# ACTIVITY:
Find the string "three" in the data, then copy every line where it is found.
─── DATA EXCERPTS
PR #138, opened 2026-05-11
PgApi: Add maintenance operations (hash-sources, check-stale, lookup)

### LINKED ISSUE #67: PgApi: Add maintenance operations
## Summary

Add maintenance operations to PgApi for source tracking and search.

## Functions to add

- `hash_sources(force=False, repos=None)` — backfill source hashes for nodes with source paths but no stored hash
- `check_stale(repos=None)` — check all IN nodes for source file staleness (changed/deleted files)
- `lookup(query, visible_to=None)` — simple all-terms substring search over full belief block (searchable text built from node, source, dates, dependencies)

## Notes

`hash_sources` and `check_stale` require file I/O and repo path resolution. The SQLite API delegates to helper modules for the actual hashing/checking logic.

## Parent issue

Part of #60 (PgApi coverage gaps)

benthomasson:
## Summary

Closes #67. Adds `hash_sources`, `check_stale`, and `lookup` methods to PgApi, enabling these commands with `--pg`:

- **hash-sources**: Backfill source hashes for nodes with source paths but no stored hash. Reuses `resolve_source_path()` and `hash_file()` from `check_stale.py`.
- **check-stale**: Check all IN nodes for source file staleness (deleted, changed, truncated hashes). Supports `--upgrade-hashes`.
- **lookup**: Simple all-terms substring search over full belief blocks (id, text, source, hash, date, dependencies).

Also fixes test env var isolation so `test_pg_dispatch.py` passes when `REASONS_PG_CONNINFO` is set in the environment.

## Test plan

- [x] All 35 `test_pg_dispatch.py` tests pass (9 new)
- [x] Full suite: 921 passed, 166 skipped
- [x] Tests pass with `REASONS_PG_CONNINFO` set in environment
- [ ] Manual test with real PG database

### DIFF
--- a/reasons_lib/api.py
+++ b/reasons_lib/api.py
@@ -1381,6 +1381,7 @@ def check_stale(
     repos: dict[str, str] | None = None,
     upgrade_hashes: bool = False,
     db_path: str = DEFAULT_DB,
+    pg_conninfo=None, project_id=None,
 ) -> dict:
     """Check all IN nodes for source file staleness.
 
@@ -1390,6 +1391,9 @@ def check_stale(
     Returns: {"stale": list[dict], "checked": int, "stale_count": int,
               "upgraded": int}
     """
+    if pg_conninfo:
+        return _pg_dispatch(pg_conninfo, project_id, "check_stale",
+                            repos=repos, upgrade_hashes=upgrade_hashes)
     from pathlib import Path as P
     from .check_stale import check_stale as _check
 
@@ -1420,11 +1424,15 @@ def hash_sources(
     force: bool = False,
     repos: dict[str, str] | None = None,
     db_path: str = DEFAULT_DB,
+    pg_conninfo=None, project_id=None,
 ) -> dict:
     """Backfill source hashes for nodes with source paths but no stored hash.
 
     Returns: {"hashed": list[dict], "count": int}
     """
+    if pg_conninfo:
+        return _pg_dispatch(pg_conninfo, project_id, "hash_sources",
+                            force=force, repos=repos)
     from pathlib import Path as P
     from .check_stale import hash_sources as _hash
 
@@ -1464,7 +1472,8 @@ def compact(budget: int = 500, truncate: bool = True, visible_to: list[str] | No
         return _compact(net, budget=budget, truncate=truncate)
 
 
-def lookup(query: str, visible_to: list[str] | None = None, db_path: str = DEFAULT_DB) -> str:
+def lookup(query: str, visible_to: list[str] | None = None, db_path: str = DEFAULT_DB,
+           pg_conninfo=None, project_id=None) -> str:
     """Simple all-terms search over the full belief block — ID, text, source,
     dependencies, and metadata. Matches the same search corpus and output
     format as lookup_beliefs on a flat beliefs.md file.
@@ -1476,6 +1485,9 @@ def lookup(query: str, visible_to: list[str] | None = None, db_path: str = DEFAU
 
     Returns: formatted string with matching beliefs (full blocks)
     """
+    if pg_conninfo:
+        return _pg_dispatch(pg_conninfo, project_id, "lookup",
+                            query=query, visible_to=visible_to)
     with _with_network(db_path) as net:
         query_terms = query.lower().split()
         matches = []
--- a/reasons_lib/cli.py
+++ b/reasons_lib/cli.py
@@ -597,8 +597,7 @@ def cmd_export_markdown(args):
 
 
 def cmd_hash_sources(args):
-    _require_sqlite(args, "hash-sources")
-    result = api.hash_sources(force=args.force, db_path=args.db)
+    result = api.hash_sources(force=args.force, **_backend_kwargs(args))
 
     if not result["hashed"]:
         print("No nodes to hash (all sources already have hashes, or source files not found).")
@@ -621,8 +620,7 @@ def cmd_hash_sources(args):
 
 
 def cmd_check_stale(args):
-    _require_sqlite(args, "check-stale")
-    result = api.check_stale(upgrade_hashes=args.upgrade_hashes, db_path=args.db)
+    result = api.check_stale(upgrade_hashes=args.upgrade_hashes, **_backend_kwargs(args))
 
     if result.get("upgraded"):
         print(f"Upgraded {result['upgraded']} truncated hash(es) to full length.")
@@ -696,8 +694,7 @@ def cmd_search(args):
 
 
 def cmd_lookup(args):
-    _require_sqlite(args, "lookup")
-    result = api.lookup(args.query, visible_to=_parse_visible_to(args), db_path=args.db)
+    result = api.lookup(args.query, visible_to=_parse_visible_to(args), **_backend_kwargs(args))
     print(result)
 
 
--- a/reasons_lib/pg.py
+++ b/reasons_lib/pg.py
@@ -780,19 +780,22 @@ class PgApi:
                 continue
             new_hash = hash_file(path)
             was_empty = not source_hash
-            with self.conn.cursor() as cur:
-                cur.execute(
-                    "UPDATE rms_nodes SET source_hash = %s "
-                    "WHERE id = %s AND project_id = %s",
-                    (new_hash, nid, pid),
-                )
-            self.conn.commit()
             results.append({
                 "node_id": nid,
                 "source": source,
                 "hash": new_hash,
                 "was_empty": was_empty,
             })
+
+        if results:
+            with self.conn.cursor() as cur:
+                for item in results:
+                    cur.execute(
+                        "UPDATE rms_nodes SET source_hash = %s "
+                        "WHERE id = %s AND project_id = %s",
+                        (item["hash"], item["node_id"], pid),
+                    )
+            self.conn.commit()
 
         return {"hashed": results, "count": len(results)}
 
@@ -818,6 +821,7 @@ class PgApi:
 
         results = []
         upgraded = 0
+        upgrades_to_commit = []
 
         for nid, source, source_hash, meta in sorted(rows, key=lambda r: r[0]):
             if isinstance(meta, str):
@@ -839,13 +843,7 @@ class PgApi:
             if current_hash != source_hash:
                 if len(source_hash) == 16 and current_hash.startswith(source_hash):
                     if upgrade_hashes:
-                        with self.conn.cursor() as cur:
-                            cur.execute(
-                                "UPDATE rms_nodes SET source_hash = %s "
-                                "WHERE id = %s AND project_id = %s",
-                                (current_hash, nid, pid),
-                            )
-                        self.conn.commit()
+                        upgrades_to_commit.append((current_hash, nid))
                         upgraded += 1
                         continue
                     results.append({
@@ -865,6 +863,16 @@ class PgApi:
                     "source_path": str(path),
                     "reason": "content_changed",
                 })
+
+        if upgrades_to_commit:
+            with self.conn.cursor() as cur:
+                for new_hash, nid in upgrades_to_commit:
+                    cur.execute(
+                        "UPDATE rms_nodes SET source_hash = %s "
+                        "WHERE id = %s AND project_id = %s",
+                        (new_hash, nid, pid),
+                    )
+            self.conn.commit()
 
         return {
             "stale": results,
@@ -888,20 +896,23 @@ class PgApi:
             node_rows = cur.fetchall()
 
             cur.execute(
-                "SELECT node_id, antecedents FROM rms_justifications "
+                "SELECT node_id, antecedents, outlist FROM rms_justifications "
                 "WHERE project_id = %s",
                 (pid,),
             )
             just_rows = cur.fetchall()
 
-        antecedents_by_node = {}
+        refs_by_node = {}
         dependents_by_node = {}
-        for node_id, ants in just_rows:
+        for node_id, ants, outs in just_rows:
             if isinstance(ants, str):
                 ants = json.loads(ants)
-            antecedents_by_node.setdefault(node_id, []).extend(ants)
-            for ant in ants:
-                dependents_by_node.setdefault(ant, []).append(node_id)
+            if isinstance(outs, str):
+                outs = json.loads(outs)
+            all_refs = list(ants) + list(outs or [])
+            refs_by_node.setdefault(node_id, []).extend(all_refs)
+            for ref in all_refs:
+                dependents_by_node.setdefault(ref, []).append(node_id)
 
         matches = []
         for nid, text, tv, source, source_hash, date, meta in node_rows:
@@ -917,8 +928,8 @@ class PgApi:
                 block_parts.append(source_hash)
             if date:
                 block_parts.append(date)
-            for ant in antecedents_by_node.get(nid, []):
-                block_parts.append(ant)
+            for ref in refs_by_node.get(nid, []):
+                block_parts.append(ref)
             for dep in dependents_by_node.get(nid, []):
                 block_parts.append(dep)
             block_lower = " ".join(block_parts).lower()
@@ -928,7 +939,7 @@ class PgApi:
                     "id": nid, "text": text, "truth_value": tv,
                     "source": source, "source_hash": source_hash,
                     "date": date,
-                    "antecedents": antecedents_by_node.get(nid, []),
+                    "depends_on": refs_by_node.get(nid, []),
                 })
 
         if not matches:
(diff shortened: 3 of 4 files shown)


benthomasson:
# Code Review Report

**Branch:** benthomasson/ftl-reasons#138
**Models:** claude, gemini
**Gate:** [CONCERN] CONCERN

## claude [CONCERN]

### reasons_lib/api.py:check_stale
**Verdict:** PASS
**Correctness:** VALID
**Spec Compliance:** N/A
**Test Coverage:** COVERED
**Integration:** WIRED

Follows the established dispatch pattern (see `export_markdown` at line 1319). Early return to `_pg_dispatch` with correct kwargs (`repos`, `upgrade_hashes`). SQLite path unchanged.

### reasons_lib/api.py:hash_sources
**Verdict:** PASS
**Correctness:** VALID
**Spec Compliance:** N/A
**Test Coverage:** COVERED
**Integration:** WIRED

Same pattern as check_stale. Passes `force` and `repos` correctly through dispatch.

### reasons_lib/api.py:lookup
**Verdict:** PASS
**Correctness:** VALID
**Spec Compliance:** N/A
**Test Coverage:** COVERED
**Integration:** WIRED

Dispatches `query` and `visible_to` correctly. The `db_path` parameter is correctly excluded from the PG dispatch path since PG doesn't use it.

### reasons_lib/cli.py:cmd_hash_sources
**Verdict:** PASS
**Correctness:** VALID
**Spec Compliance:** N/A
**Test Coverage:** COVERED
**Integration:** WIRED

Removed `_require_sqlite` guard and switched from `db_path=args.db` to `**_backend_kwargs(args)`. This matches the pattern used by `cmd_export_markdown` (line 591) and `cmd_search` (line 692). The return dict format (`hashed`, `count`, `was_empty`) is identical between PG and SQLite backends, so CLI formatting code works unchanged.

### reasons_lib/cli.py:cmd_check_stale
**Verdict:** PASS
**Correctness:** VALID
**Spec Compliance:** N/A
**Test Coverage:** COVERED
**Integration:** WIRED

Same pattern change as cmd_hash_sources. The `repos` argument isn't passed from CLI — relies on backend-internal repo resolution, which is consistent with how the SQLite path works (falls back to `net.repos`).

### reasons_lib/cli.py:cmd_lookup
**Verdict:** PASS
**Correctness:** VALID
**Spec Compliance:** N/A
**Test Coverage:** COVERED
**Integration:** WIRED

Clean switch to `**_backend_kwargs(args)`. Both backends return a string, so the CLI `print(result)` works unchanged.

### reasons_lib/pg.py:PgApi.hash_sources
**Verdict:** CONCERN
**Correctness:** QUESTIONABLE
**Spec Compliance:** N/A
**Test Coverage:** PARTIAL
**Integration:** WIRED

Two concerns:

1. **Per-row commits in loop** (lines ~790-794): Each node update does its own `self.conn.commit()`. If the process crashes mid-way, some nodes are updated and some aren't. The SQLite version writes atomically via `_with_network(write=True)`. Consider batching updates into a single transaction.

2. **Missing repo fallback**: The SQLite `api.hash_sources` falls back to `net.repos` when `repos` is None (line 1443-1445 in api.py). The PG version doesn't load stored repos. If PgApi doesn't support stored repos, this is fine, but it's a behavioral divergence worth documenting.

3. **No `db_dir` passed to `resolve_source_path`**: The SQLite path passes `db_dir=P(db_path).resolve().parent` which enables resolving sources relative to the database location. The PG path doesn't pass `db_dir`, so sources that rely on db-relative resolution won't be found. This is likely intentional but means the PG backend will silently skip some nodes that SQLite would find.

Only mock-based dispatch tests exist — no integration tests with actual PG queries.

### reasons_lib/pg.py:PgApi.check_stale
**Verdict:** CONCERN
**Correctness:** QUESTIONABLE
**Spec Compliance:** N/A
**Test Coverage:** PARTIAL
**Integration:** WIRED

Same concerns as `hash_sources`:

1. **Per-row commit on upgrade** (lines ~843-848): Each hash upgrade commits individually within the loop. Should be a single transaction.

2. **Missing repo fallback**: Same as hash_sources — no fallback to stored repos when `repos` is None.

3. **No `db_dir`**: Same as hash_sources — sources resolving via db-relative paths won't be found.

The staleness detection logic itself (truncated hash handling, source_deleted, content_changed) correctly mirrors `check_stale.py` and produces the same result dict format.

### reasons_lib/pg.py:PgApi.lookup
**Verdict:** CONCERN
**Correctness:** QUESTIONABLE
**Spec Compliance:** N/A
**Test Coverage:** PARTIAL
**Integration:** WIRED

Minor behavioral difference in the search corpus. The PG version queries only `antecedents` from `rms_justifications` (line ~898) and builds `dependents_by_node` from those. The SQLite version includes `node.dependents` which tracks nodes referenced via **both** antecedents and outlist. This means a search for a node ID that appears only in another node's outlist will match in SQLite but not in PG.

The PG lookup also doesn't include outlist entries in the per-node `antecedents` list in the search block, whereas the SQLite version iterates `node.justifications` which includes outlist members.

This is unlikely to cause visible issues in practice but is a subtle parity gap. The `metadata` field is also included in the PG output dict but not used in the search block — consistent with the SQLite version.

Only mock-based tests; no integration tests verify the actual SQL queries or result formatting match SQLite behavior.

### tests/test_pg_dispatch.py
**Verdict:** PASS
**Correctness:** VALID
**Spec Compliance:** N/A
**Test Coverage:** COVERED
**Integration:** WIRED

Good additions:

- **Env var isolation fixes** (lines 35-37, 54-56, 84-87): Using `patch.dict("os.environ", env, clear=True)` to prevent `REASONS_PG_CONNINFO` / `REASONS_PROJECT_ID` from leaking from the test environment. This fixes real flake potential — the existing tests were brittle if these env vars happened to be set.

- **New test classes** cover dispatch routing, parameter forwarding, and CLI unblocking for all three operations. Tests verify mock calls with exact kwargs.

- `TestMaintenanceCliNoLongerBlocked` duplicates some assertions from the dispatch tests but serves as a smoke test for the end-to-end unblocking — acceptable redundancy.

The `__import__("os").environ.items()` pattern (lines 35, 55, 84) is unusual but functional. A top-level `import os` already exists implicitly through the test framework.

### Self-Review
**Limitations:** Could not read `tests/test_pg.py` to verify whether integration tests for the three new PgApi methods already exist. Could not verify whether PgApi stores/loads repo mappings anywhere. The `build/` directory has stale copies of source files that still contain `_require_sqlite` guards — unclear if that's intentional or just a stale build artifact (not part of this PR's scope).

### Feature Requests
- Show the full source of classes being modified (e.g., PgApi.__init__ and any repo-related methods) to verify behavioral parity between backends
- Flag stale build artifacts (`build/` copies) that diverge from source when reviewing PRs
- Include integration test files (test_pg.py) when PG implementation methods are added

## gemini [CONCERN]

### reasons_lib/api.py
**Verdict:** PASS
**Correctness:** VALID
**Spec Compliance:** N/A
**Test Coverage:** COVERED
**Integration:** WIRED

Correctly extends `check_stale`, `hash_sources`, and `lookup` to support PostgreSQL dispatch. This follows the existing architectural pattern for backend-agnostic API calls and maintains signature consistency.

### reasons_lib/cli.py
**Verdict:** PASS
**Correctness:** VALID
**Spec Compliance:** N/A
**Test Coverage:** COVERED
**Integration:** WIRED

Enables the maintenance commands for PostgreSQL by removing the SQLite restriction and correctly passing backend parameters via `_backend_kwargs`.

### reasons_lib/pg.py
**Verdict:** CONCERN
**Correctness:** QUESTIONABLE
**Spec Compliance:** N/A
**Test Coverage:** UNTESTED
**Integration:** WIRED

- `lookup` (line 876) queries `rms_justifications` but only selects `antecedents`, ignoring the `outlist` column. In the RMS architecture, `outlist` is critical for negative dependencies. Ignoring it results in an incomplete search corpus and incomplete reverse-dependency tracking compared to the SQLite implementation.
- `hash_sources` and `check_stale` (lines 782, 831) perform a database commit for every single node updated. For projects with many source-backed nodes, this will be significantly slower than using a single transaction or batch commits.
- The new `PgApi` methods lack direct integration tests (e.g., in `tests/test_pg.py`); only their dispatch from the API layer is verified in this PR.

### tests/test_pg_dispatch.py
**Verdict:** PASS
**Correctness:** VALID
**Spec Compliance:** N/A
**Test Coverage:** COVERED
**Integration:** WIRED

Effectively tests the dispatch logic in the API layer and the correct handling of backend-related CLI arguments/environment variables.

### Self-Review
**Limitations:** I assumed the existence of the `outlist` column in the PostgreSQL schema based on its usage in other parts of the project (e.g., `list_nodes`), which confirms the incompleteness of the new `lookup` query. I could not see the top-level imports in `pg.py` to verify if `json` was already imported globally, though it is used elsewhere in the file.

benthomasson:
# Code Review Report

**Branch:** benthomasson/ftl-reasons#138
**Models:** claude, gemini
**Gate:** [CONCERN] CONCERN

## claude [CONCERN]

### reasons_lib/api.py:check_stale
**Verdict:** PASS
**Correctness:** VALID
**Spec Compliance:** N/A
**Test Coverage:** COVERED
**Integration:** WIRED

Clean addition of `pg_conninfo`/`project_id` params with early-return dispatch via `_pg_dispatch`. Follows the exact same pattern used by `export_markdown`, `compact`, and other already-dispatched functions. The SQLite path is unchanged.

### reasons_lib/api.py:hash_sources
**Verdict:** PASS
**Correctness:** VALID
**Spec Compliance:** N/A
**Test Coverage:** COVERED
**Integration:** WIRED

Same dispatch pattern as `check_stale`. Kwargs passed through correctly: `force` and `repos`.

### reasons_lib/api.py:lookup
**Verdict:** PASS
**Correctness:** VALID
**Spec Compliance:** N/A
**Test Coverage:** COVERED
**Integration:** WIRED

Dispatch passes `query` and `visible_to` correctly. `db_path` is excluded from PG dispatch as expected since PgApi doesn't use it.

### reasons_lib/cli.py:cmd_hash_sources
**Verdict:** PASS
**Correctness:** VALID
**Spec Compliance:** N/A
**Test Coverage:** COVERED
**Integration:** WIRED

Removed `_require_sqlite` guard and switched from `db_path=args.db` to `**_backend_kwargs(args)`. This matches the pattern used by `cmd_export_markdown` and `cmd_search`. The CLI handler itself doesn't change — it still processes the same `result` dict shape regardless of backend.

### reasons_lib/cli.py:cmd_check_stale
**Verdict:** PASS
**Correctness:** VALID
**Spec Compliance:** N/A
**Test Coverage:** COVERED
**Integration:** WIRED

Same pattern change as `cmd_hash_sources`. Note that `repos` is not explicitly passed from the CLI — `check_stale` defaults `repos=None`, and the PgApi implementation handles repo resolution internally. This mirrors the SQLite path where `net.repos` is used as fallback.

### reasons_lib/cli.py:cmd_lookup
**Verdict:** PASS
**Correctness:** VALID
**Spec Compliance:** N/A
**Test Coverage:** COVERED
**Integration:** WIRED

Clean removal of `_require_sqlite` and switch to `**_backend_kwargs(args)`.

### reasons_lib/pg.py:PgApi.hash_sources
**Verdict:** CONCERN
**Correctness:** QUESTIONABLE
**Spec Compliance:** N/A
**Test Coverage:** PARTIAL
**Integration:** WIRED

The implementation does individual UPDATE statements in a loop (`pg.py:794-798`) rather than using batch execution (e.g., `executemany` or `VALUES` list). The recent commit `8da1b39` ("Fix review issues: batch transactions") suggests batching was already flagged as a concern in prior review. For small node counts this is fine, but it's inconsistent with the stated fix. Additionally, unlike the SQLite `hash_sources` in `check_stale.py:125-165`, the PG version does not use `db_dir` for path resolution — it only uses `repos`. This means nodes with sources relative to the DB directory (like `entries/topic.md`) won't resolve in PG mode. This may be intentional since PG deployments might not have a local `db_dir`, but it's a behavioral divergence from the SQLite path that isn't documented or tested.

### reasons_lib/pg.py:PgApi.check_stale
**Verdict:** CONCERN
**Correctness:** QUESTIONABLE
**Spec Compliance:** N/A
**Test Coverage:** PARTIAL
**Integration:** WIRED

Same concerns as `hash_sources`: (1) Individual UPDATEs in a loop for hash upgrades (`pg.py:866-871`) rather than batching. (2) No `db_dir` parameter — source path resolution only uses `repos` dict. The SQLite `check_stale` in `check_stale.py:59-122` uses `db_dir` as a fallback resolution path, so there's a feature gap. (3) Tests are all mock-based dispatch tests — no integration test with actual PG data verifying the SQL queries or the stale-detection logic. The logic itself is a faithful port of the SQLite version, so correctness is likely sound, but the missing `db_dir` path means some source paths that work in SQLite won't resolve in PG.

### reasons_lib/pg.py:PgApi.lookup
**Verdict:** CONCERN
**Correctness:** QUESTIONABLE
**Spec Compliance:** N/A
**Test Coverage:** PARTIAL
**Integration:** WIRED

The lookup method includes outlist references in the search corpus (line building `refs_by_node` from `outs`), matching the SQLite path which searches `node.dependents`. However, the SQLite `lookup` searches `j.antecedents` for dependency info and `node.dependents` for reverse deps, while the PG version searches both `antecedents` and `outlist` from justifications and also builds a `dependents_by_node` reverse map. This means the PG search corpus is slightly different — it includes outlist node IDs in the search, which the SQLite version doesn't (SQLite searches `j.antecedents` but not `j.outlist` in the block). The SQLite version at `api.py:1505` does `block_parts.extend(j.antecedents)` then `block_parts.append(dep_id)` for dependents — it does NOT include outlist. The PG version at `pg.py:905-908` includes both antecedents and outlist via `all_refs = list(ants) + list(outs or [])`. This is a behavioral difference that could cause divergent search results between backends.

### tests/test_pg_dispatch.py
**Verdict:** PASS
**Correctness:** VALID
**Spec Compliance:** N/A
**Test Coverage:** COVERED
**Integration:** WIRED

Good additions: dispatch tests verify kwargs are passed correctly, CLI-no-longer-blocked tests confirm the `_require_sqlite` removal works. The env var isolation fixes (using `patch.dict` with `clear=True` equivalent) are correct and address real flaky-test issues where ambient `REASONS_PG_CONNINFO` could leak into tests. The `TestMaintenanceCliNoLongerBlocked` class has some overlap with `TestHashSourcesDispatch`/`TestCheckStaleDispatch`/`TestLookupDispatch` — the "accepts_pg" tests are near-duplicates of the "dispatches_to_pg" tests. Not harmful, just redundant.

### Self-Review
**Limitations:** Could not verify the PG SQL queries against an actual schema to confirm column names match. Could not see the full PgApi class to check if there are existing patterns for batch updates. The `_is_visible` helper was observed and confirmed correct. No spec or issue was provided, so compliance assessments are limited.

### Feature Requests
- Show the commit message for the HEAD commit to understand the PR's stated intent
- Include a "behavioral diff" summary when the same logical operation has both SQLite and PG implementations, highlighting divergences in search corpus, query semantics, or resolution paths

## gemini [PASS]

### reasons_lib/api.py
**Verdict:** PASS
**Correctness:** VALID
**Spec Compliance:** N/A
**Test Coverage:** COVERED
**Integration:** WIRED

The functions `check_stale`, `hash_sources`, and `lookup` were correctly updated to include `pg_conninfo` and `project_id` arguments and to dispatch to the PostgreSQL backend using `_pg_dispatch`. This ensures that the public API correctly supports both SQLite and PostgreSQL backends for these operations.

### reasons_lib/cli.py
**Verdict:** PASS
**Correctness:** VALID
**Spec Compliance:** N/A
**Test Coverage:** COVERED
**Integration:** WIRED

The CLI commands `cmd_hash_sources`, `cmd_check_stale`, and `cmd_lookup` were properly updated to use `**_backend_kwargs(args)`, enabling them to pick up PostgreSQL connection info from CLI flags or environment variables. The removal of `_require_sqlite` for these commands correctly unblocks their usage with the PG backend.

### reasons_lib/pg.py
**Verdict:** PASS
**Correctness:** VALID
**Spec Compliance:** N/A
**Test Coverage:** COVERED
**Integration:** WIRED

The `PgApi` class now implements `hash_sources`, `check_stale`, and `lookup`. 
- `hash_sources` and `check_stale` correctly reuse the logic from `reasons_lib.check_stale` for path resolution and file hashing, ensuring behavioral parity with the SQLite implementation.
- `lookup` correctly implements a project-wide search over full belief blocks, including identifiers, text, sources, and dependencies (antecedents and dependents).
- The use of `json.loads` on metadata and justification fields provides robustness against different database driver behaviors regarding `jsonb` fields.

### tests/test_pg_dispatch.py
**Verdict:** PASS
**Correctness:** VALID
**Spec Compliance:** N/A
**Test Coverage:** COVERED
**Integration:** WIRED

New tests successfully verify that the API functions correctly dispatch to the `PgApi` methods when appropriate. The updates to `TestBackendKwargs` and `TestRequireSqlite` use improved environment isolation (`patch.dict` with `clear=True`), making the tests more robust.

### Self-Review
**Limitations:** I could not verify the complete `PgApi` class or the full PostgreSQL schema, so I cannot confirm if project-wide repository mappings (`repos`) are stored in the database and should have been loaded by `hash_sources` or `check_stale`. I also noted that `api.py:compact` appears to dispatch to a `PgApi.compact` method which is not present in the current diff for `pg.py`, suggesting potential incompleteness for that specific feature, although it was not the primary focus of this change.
──────
# RESULT:
- **New test classes** cover dispatch routing, parameter forwarding, and CLI unblocking for all three operations. Tests verify mock calls with exact kwargs.
**Limitations:** Could not read `tests/test_pg.py` to verify whether integration tests for the three new PgApi methods already exist. Could not verify whether PgApi stores/loads repo mappings anywhere. The `build/` directory has stale copies of source files that still contain `_require_sqlite` guards — unclear if that's intentional or just a stale build artifact (not part of this PR's scope).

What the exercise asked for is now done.